Things that I have considered:
1) Fragmentation - tunnel MTU is 1406, ping test maxes-out at 1379, leaving 1378 the optimal value. Validated with wireshark, using ip.flag.mf == 1, came out empty
2) Latency - about 10 - 15ms, so ruling out bandwidth delay product
3) Look at firewall specs - ASA 5525X has 300 mbps 3DES/AES throughput. how should this number be interpreted???
4) Firepower - how much performance is lost due to firepower operations?
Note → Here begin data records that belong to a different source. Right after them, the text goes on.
PR #5188, opened 2026-04-24
fix(toolsets): warn when prepare callbacks return `None`

### LINKED ISSUE #5177: `prepare_tools` callback returning `None` silently strips all tools
### Initial Checks

### Description

# Description

**Upfront: this isn't strictly a bug.** The contract "`prepare_tools` callback returning `None` disables all tools for that step" is documented in [`docs/tools-advanced.md#prepare-tools`](https://ai.pydantic.dev/tools-advanced/#prepare-tools) and pinned by `tests/test_capabilities.py::test_prepare_tools_none_disables_all`. I'm opening this because the contract is a silent footgun. I hit it in production on code that wasn't sloppy, and I think a one-line runtime warning from `PreparedToolset.get_tools` would catch the same class of mistake for other users without changing behavior or touching the documented contract.

### Details

`None` means opposite things at two layers that look identical on read:

- `Agent(prepare_tools=None)` → no `PreparedToolset` wrapping, every tool stays visible.
- A callback registered as `prepare_tools` **returning** `None` → `PreparedToolset` is wrapped, the `None or [] = []` coalesce in `PreparedToolset.get_tools` strips every tool.

Both `None`s sit inside `ToolsPrepareFunc | None`. The outer means "no hook", the inner means "hook says zero tools". Same type, same syntax, opposite effect.

It's also asymmetric with the per-tool `prepare` hook, where returning the passed `ToolDefinition` unchanged keeps the tool. Transferring intuition from there leads straight to `return None` when the developer means "passthrough".

The failure is silent: the run completes, the model answers in prose, no exception, no log, nothing in tracing that says "your agent just ran with zero tools". In my case the regression shipped and I only noticed because a class of requests stopped producing tool calls for a whole session.

### How I got caught

I had a base class exposing an optional hook that subclasses override:

```python
def _get_prepare_tools(self) -> PrepareToolsFunc | None:
    """Return the Pydantic AI prepare_tools callback, or None.

    Returning None means "no filter" — the agent exposes every tool unchanged.
    """
    return None
```

The docstring is correct at the hook level. Base returns `None`, the agent never builds a `PreparedToolset`. A subclass registered a real callback. Months later I short-gated the callback's body with `return None`, transferring "no filter, all tools pass through" from the hook into the callback's return value. That flipped the meaning to "expose zero tools" and the agent silently lost tool visibility on every request.

### Proposed change

Emit a `warnings.warn` from `PreparedToolset.get_tools` when the callback's return value is `None`. Exact patch on [`pydantic_ai_slim/pydantic_ai/toolsets/prepared.py`](https://github.com/pydantic/pydantic-ai/blob/main/pydantic_ai_slim/pydantic_ai/toolsets/prepared.py):

```python
import warnings
...
result = self.prepare_func(ctx, original_tool_defs)
if inspect.isawaitable(result):
    result = await result
if result is None:
    warnings.warn(
        f'prepare_tools callback {self.prepare_func.__qualname__!r} returned None — '
        'this disables all tools for this step. Return `[]` for an explicit empty '
        'tool list, or `tool_defs` to pass the definitions through unchanged.',
        UserWarning,
        stacklevel=2,
    )
prepared_tool_defs_by_name = {tool_def.name: tool_def for tool_def in (result or [])}
```

Ran it locally against the reproducer below, the warning surfaces on stderr, `test_prepare_tools_none_disables_all` still passes (it asserts the empty-tools result, not the absence of warnings), and users who legitimately want the documented "disable all tools" behavior can silence the warning with a standard `warnings.filterwarnings` call.

### Alternatives considered

- **Change semantics so `None` means passthrough.** Breaks `test_prepare_tools_none_disables_all` and the documented contract, not viable.
- **Docs-only.** The contract is already documented. What catches people is intuition transfer from the hook level or from per-tool `prepare`, not missing docs. A runtime signal interrupts the wrong mental model where docs don't.
- **Deprecate `None` → "disable all" over a major version.** Heavier lift, needs buy-in on timing. The warning above is the minimum that would have saved me without closing any door.

Happy to open the PR (warning + a short `!!! warning` admonition in `docs/tools-advanced.md#prepare-tools`) if this direction sounds reasonable. Preferred to align here first per CONTRIBUTING.md.

```Python
import asyncio


def get_weather(city: str) -> str:
    """Get the weather for a city."""
    return f"Weather in {city}: sunny"


async def prep_noop(ctx: RunContext, tool_defs: list[ToolDefinition]):
    # intent: "no filter applied, pass everything through"
    return None


# Case A — no prepare_tools: LLM calls get_weather
a = Agent('openai:gpt-4.1-mini', tools=[get_weather])
print(asyncio.run(a.run('What is the weather in Rome?')).output)

# Case B — prepare_tools returning None: LLM gets NO tools, replies text-only
b = Agent('openai:gpt-4.1-mini', tools=[get_weather], prepare_tools=prep_noop)
print(asyncio.run(b.run('What is the weather in Rome?')).output)

# Case C — prepare_tools returning tool_defs: LLM calls get_weather
async def prep_passthrough(ctx: RunContext, tool_defs: list[ToolDefinition]):
    return tool_defs
c = Agent('openai:gpt-4.1-mini', tools=[get_weather], prepare_tools=prep_passthrough)
print(asyncio.run(c.run('What is the weather in Rome?')).output)

# A and C produce `"Weather in Rome: sunny"`. B produces a text-only reply like `"I don't have access to real-time weather data..."` with no tool call and no warning on stderr today.
```

### Logfire Trace

_No response_

- Python: 3.11
- Pydantic AI: 1.65.0 (behavior identical on `main` - `pydantic_ai_slim/pydantic_ai/toolsets/prepared.py`, `None or []` coalesce)
- LLM provider SDK: openai

dfm88:
- Closes #5177
- v2 card: [`21-prepare-tools-none`](https://github.com/pydantic/pydantic-ai-notes/blob/main/david/v2-cards/deprecate-before/21-prepare-tools-none.md)

### Summary

Warn when a registered prepare callback returns `None` instead of silently hiding every tool for that step.

This preserves the current 1.x runtime semantics: returning `None` from a prepare callback still means "disable all tools/output tools for this step", but it now emits a `UserWarning` telling users to return `[]` for an explicit empty list or `tool_defs` for passthrough behavior.

### Compatibility fix

The v2 constructor migration now also handles explicit `Agent(prepare_tools=None)` and `Agent(prepare_output_tools=None)` correctly.

Those deprecated kwargs still emit `PydanticAIDeprecationWarning` because the deprecated API was used, but `None` is treated as "no callback installed" and no `PrepareTools(None)` / `PrepareOutputTools(None)` capability is created. That keeps the old constructor behavior and avoids the crash noted in the issue discussion.

### Changelog

Warn when `prepare_tools` / `prepare_output_tools` callbacks return `None`, while preserving constructor compatibility for explicit `prepare_tools=None` / `prepare_output_tools=None`.

### What changed

- Emit a `UserWarning` when `PreparedToolset`, `PrepareTools`, or `PrepareOutputTools` receives `None` back from its prepare callback.
- Document the `None` footgun across the prepare-tools docs surfaces.
- Add tests for callback-returned `None`, explicit empty-list returns, and the `prepare_tools=None` / `prepare_output_tools=None` constructor compatibility path.

### Checks

- `uv run pytest tests/v2/test_agent_ctor_kwargs_deprecation.py -k 'none_kwarg'`
- `uv run ruff format --check pydantic_ai_slim/pydantic_ai/_utils.py tests/v2/test_agent_ctor_kwargs_deprecation.py`
- `uv run ruff check tests/v2/test_agent_ctor_kwargs_deprecation.py`
- `PYRIGHT_PYTHON_IGNORE_WARNINGS=1 uv run pyright tests/v2/test_agent_ctor_kwargs_deprecation.py`

### Checklist


tests/test_capabilities.py
```diff
@@ -4804,9 +4805,30 @@ def model_fn(messages: list[ModelMessage], info: AgentInfo) -> ModelResponse:
...
             return 'result'  # pragma: no cover
 
-        result = await agent.run('hello')
+        with pytest.warns(UserWarning, match=r'prepare callback .*returned None'):
+            result = await agent.run('hello')
         assert result.output == 'tools: []'
 
+    async def test_prepare_tools_empty_list_does_not_warn(self):
+        """Returning [] is the explicit 'disable all' alternative and must not emit the warning."""
+        from pydantic_ai.capabilities import PrepareTools
```
adtyavrdhn: Please move the import to the top.

docs/tools-advanced.md
```diff
@@ -255,6 +255,9 @@ In addition to per-tool `prepare` methods, you can also define an agent-wide `pr
 
 The `prepare_tools` function should be of type [`ToolsPrepareFunc`][pydantic_ai.tools.ToolsPrepareFunc], which takes the [`RunContext`][pydantic_ai.tools.RunContext] and a list of [`ToolDefinition`][pydantic_ai.tools.ToolDefinition], and returns a new list of tool definitions (or `None` to disable all tools for that step).
 
+!!! warning
+    Returning `None` from the callback disables **all** tools for that step, it is not a "pass through unchanged" shortcut. To keep every tool as-is, return the `tool_defs` argument; to expose no tools intentionally, return `[]`. A `UserWarning` is emitted when the callback returns `None` so the silent strip is surfaced during development; silence it with `warnings.filterwarnings` if the behavior is intentional.
```
adtyavrdhn: Since this warning is emitted from `PreparedToolset`, can we document it wherever that wrapper is exposed too? This now also applies to `prepare_output_tools` and `toolset.prepared(...)`, but only the `prepare_tools` section was updated. At minimum, `docs/output.md` should mention that returning `None` emits a `UserWarning` and that returning `[]` is the quiet explicit way to expose no output tools; the toolset docs may need the same note or a cross-link.

dfm88: Two follow-ups in the latest pushes:

**Docs cross-links** (commit 0a4e4954): addressed the comment about
documenting the warning wherever `PreparedToolset` is exposed. Added small
`!!! warning` admonitions cross-linking back to the canonical discussion in
`tools-advanced.md#prepare-tools`:

- `docs/output.md` (`prepare_output_tools` section)
- `docs/toolsets.md` (`preparing-tool-definitions` section, covers `AbstractToolset.prepared()`)
- `docs/capabilities.md` (`PrepareTools and PrepareOutputTools` section, also here I added preventively since these capabilities are also user-facing surfaces of the same wrapper, I can drop it if you'd rather keep the note scoped)

**Capability-layer warning mirror** (commit 7bbbea8f) after rebasing onto main, where prepare_tools capability was edited and tests was failing (`capabilities/prepare_tools.py:88-98` normalizes `None` → `[]` since these bypass the `PreparedToolset.get_tools` so the warning previously added
there never fires for the `Agent(prepare_tools=)` / `Agent(prepare_output_tools=)`
/ `PrepareTools` / `PrepareOutputTools` paths. Unfortunately this means that I had to duplicate the warning generation code also in `pydantic_ai_slim/pydantic_ai/capabilities/prepare_tools.py` (probably the cleanest way instead of having a specific guard that would have to be manually called after both `toolsets/prepared.py` and `capabilities/prepare_tools.py`

adtyavrdhn (approved):
GTG

pydantic_ai_slim/pydantic_ai/_warnings.py
```diff
@@ -8,3 +11,15 @@ class PydanticAIDeprecationWarning(UserWarning):
     deprecations are visible by default at runtime, following the approach
     described in https://sethmlarson.dev/deprecations-via-warnings-dont-work-for-python-libraries.
     """
+
+
+def warn_on_prepare_callback_returned_none(prepare_func: Callable[..., object]) -> None:
+    """Warn that a prepare callback returned `None`."""
+    name = getattr(prepare_func, '__name__', str(prepare_func))
```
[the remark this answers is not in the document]
dsfaccini: David's AICA here: applied in 5a4ae5e4d — swapped to your suggested defensive chain (`__qualname__` → `__name__` → `str(...)`). Confirmed the issue #5177 callback is exactly the nested-in-method case where `__qualname__` actually locates it.

docs/output.md
```diff
@@ -323,7 +323,7 @@ If you'd like to change the name of the output tool, pass a custom description t
...
+To dynamically modify or filter the available output tools during an agent run, you can define an agent-wide `prepare_output_tools` function that will be called ahead of each step of a run. This function should be of type [`ToolsPrepareFunc`][pydantic_ai.tools.ToolsPrepareFunc], which takes the [`RunContext`][pydantic_ai.tools.RunContext] and a list of [`ToolDefinition`][pydantic_ai.tools.ToolDefinition], and returns a new list of tool definitions. It follows the same return-value rules as the [`prepare_tools` function](tools-advanced.md#prepare-tools): return the `tool_defs` argument to keep every output tool as-is, `[]` to expose no output tools intentionally, or `None` to disable all output tools for that step and emit a `PydanticAIDeprecationWarning` (will raise in v2.0).
```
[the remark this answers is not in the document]
dsfaccini: David's AICA here: applied in 5a4ae5e4d for both `docs/output.md` and `docs/toolsets.md` — dropped the full return-value rules in favor of `"following the same return-value rules ... as [`prepare_tools`](...)"`, matching the `capabilities.md` shape. Kept an explicit `"`None`-return deprecation (will raise in v2.0)"` breadcrumb at each surface so users landing on those pages still see the forward signal without click-through.

docs/output.md
```diff
@@ -323,7 +323,7 @@ If you'd like to change the name of the output tool, pass a custom description t
...
+To dynamically modify or filter the available output tools during an agent run, you can define an agent-wide `prepare_output_tools` function that will be called ahead of each step of a run. This function should be of type [`ToolsPrepareFunc`][pydantic_ai.tools.ToolsPrepareFunc], which takes the [`RunContext`][pydantic_ai.tools.RunContext] and a list of [`ToolDefinition`][pydantic_ai.tools.ToolDefinition], and returns a new list of tool definitions, following the same return-value rules and `None`-return deprecation (will raise in v2.0) as the [`prepare_tools` function](tools-advanced.md#prepare-tools). This is analogous to `prepare_tools` for non-output tools.
```
adtyavrdhn: I don't think we should phrase it this way that it will raise in v2?

docs/toolsets.md
```diff
@@ -366,9 +366,9 @@ _(This example is complete, it can be run "as is")_
...
+[`PreparedToolset`][pydantic_ai.toolsets.PreparedToolset] lets you modify the entire list of available tools ahead of each step of the agent run using a user-defined function that takes the agent [run context][pydantic_ai.tools.RunContext] and a list of [`ToolDefinition`s][pydantic_ai.tools.ToolDefinition] and returns the tool definitions to expose for that step.
 
-This is the toolset-specific equivalent of the [`prepare_tools`](tools-advanced.md#prepare-tools) argument to `Agent` that prepares all tool definitions registered on an agent across toolsets.
+This is the toolset-specific equivalent of the [`prepare_tools`](tools-advanced.md#prepare-tools) argument to `Agent` that prepares all tool definitions registered on an agent across toolsets, following the same return-value rules and `None`-return deprecation (will raise in v2.0).
```
adtyavrdhn: Same here?

pydantic_ai_slim/pydantic_ai/_warnings.py
```diff
@@ -8,3 +11,15 @@ class PydanticAIDeprecationWarning(UserWarning):
     deprecations are visible by default at runtime, following the approach
     described in https://sethmlarson.dev/deprecations-via-warnings-dont-work-for-python-libraries.
     """
+
+
+def warn_on_prepare_callback_returned_none(prepare_func: Callable[..., object]) -> None:
+    """Warn that a prepare callback returned `None`."""
+    name = getattr(prepare_func, '__qualname__', None) or getattr(prepare_func, '__name__', None) or str(prepare_func)
```
adtyavrdhn: I am not sure what this `__qualname__` is, I wanted to use something pre existing in the repo?

tests/test_capabilities.py
```diff
@@ -5946,7 +5968,8 @@ def model_fn(messages: list[ModelMessage], info: AgentInfo) -> ModelResponse:
             capabilities=[PrepareOutputTools(disable_all)],
         )
 
-        result = await agent.run('hello')
+        with pytest.warns(PydanticAIDeprecationWarning, match=r'will raise in v2\.0'):
```
adtyavrdhn: Is this related to the change at all? If we didn't intend to in this test we should just return []

tests/test_capabilities.py
```diff
@@ -5797,9 +5797,31 @@ def model_fn(messages: list[ModelMessage], info: AgentInfo) -> ModelResponse:
         def my_tool() -> str:
             return 'result'  # pragma: no cover
 
-        result = await agent.run('hello')
+        with pytest.warns(PydanticAIDeprecationWarning, match=r'will raise in v2\.0'):
```
adtyavrdhn: Here too?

5) Users - Current connected users is 43, most seen 82. How is resources allocated between them, thinking that this must affected crypto performance?
Br,
Michael
07-04-2018 05:41 AM
I definitely would not call it unreasonable off the bat. There are a few things I would consider to see what could be causing a slowdown and what can be done to improve:
1) Firepower definitely does cause a slowdown, especially for large flows like a file transfer. This is documented in the Cisco article below:
The performance degradation is also relative to the features turned on in the Firepower. For example, the ASA overall throughput goes down from 1Gbps to 650 Mbps with IPS and AVC turned on. With AMP and URL, this would be go down even further. I would recommend bypassing the VPN users from the Firepower as a test to see what throughput they get without Firepower.
2) TLS vs DTLS: The ASA tries to do DTLS whenever possible. This uses UDP 443 and improves performance for VPN traffic. Now a lot of ISP's do not allow DTLS through their network, so that could be causing the users to fall back to TLS tunnel for Data. To verify, do a "show vpn-sessiondb detail anyconnect" and look for the session with the username. You should see AnyConnect-TLS or DTLS, sometimes even both. DTLS is what you want them to be on.
07-04-2018 07:06 AM
I would also try checking the cores on the client device as the crypto operation may be limited to a single core and limiting throughput. 90Mbit is pretty good.